Graduation Year

2014

Document Type

Dissertation

Degree

D.P.H.

Degree Name

Doctor of Public Health (Dr.PH.)

Degree Granting Department

Community and Family Health

Major Professor

Karen Perrin, Ph.D.

Co-Major Professor

Julie Baldwin, Ph.D.

Committee Member

Julie Baldwin, Ph.D.

Committee Member

Dinorah Martinez-Tyson, Ph.D.

Committee Member

Patrick Gardner, RN, MPH, EMT

Keywords

Crowdsourcing, DIKW Hierarchy, Information Science, Library Science, Situational Awareness

Abstract

The emergence of mobile technologies and social media applications has led to a shift in the emergency/disaster related communication environment. Citizens are playing an increasingly important role in providing real time information to emergency organizations. This shift has resulted in an expectation by the public that emergency management (EM) organizations monitor and respond to calls for help disseminated via these applications. The purpose of this study is to explore the extent to which Florida EM agencies have incorporated the monitoring of social media into their organizational processes.

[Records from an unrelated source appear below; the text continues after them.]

PR #1374, opened 2023-03-14
fix: not removing whitespaces around inline elements [TOL-1041]

aodhagan-cf:
We have an issue where when you paste from Microsoft word it will remove the spaces around elements with a background color.

- This PR adjusts the regex to first trim the start and end of a block element
- Then removes empty elements from the end of a block

### DIFF
--- a/packages/rich-text/src/plugins/PasteHTML/utils/sanitizeHTML.ts
+++ b/packages/rich-text/src/plugins/PasteHTML/utils/sanitizeHTML.ts
@@ -56,8 +56,6 @@ export const sanitizeHTML = (html: string): string => {
         /(?:<[^>^/]*>)?\s*(?:<\/[^>]*>)?<\/(div|p|table|thead|tbody|tr|td|th|caption|col|colgroup|ol|ul|li)/g,
         '</$1'
       );
-
-    console.log(doc.body.innerHTML);
   } while (doc.body.innerHTML !== previous);
 
   return doc.body.innerHTML;


packages/rich-text/src/plugins/PasteHTML/utils/sanitizeHTML.ts
```diff
@@ -47,9 +47,17 @@ export const sanitizeHTML = (html: string): string => {
...
+        '<$1$2$3><$4$5'
+      )
+      // Removes empty elements before the closing tag of the capture group
+      // <p><span> </span></p> -> <p></p>
+      .replace(
+        /(?:<[^>^/]*>)?\s*(?:<\/[^>]*>)?<\/(div|p|table|thead|tbody|tr|td|th|caption|col|colgroup|ol|ul|li)/g,
+        '</$1'
       );
+
+    console.log(doc.body.innerHTML);
```
chrishelgert, line 60: Could you pelase remove the `console.log`? :)

chrishelgert (commented):
I guess you need to change your commit message to be `fix` otherwise it will not trigger a new version through semantic release ;)

packages/rich-text/src/plugins/PasteHTML/utils/sanitizeHTML.ts
aodhagan-cf: Have removed

z0al (approved):
I'm gonna pretend that I understand how that regex works. :shipit:

chrishelgert (approved):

The state of social media use in Florida is under researched. In this explanatory sequential design study, Florida EM personnel was surveyed using the CNA Analyst/National Emergency Management Association (NEMA) survey (Su et. al, 2012) on the use of social media in EM. Subsequently, a subset of respondents was interviewed to determine to what extent they have incorporated the monitoring of social media into their organizational processes.

Several recommendations can be made related to the use of social media in emergency management in Florida. Each of these is discussed in detail: 1.) Reverse mentoring programs; 2.) Development of social media policies; 3.) Continue to attend trainings and conferences; 4.) Explore promising practices; and 5.) Social marketing campaigns for citizens.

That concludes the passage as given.